Preprocessing is the easiest part unless you are working on IDE functionality and need to map it back to exact position in original source code at character instead of line level. Then it gets confusing because single expression can have position in the place calling macro, inside the macro definition and inside the preprocessed buffer.
It does mean that you have to know exact compiler invocation before you can start parsing. You can even invoke the original compiler to preprocess the file and treat it as completely separate phase that can be mostly ignored after it's done.
There is plenty of complexity making extracting AST difficult after preprocessing. You could argue of how much of analysis belongs to syntax and what's already semantic analysis. But in practice and possibly at least partially due nature of C++ language the parsers making AST also do a lot of type analysis. Due to features like constexpr it they even execute the logic of code.
But you aren't parsing the program. You're parsing a particular instantiation of the program for a particular set of -D defines and include files. Whole chunks of the program that were excluded by #ifdefs don't get parsed at all.
This is fine if you just want to analyze that particular instance of what the program can become, but it's not fine if you're trying to do something to the program as a whole.
> Extracting ASTs from C (or C++) is difficult in general, due to the preprocessor.
Years back doing code analysis tooling (and struggling with, and being discouraged by, the TFA issue), I downloaded "a lot" (in an old pre-github sense) of code, and IIRC, found preprocessor use was so stereotyped that almost all could be easily parsed and included in the AST. Using a backtracking parser though, rather than the usual "having chosen a cripplingly inexpressive parser tech, difficulties with parsing came as a surprise". ;)

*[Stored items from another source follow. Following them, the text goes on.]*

Issue #1103, opened 2019-08-01
Upload Fails with error Log tag "AwsChunkedEncodingInputStream" exceeds limit of 23 characters


lionheart1060:
**State your question**
Getting error while uploading any file from Android 6.0.1

**Which AWS Services are you utilizing?**  - S3

**Provide code snippets (if applicable)**
08-01 09:39:43.977 8286-9177/? D/UploadTask: Failed to upload: 2 due to Log tag "AwsChunkedEncodingInputStream" exceeds limit of 23 characters
<img width="890" alt="螢幕快照 2019-08-01 上午10 28 02" src="https://user-images.githubusercontent.com/53545072/62258900-59931580-b447-11e9-8b48-4828967199b0.png">

**Environment(please complete the following information):**
 - SDK Version: 2.13.1

**Device Information (please complete the following information):**
 - Device : LENOVO Lenovo PB2-690M
 - Android Version: [e.g. Marshmallow 6.0.1]
 - Specific to simulators: No

desokroshan:
@lionheart1060 Thanks for reporting the problem. Can you please work off of the [PR](https://github.com/aws-amplify/aws-sdk-android/pull/1105) and let us know if it fixes your issue?

lionheart1060:
@desokroshan Thanks for reply
I'm kinda new to android studio, i should be using sdk version : 2.14.2 on branch roshan/Issue#1103 
? But i can't find the newest version though...<img width="937" alt="螢幕快照 2019-08-02 下午2 37 24" src="https://user-images.githubusercontent.com/53545072/62347174-caaff700-b533-11e9-8873-5595ee47a19b.png">

desokroshan:
Version 2.14.2 isn't published yet so you will not be able to find it in Android Studio. You can do the following to use the PR code in you app : 

1. In a freshly cloned repo, checkout the branch "roshan/Issue#1103"
2. Import the "aws-android-sdk-s3" module by File -> New -> Import Module..., provide path to `aws-android-sdk-s3` module from the branch above and follow the dialog instructions to add the module. You should now be able to see module called `aws-android-sdk-s3` in the project navigator on the left-hand side.
3.  Add dependency on the newly added module as `api project(':aws-android-sdk-s3')` in the app's build.gradle

You should now be able to use the source code in PR in your app. Let me know if you have issues.

lionheart1060:
Thanks a lot, it worked!

desokroshan:
[...]

Issue #787, opened 2019-03-14
Upload Fails with error Log tag "RepeatableFileInputStream" exceeds limit of 23 characters


samyakjain:
**Describe the bug**
Getting error while uploading any file from Android 7.1.1

**Which AWS service(s) are affected?** - S3

**Expected behavior**

**Logs**
019-03-14 13:44:37.645 18186-18517/? E/UploadTask: Error encountered during multi-part upload: 9 due to Log tag "RepeatableFileInputStream" exceeds limit of 23 characters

Despite being burned by gcc's "hide the AST" policy, it's not clear to me when/if it became the wrong thing. It's so easy to underappreciate the contingency of history. We're on a timeline where open source, and the internet, more or less succeeded - many perhaps aren't so lucky. On the other hand, emacs, at least with lisp on lisp machine, could be an immensely powerful integrated experience, that perhaps needn't have been quite so stagnant and lost.
That's moving the goal posts. The important thing is that macro invocations can be found "statically" (with out knowing the implementations of macros at all let alone evaluating).
One way to look at this is that partial evaluation of Rust or Scheme macros is very tractable, because there are very few side effects / side channels. But if you have a lack of hygiene or the C preprocessor, it's very difficult and almost everything becomes a "stuck term" whose evaluation is contingent on earlier evaluation.
That's true about the pure act of parsing and generating an AST. Bit once we want to do semantic analysis, this is no longer true.
Because of procedural macro, it becomes practically impossible to find all occurrences or rename a particular symbol regardless of the #ifdef or #[cfg] or whatever.
So with true hygienic macros, this is not the case. Even with procedural macros, quoted identifiers are resolved where they are quoted not where they are expanded. Identifiers that are not in scope at the macro definition site would have to be parameters, and those are caught at the invocation site just like any other identifier (the quote and splice cancel out).
I am not sure whether Rust procedural macros are always that hygienic, so fair point if they aren't.
I really hate the C/C++ preprocessor.